Here, we don't care much about describing the castle in this monologue. The character is different, the point of view is the same, but the theme and flavor are completely opposite of the original. So, here's the Fountain of Blood, mentioned for the first time, in a sort of tirade of self-misery. Eventually, he'll walk though the room containing the Fountain of Flowing Blood, we'll get a short description with him grumbling about how much it costs to keep it filled, have a conversation with one of the skeletons that is threatening to call its Union Organizer, and then amble off into another room where he can play Team Fortress without any of his minions seeing him do it...  

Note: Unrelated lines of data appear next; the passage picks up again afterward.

PR #80, opened 2021-02-04
Update linux env file for SPLUNK_MEMORY_TOTAL_MIB

jchengsfx:


rmfitzpatrick (approved):

rmfitzpatrick:
Is this file documented?  I see the parent directory path is printed post-installation but not immediately seeing any mentions of its purpose.

jchengsfx:
> Is this file documented? I see the parent directory path is printed post-installation but not immediately seeing any mentions of its purpose.

It's mainly for users who install the deb/rpm packages manually instead of via the installer script, which will configure this file according to the command-line options.

I'll add instructions to the readme in a separate PR for installing the packages without the installer script, and how to use this file to set the env vars for the default config.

But, something with a heavier theme with an Evil Necromancer walking through that room would certainly have a more detailed description, just as long as that was the only chance the reader had for a good first impression. If, for instance, it's barely mentioned in this omniscient narration, which would be pointless since you'd have a lot of power with exposition in that case, you can certain give a different point of view from another character's perspective later in the piece, like from an invading do-gooder adventurer having their stomach wrenched and bowels turned on when the skeleton pops out. In any case, again, the reader has to be served, else the Fountain stay's in the mind of the writer and that's no fit place for it.


----------



## Cheid (Mar 21, 2013)

True, what I was getting at was that the source should determine the type of description.  The necromancer would not take particular note of the gargoyles horrific faces, but rather note how expensive they were to replace last time.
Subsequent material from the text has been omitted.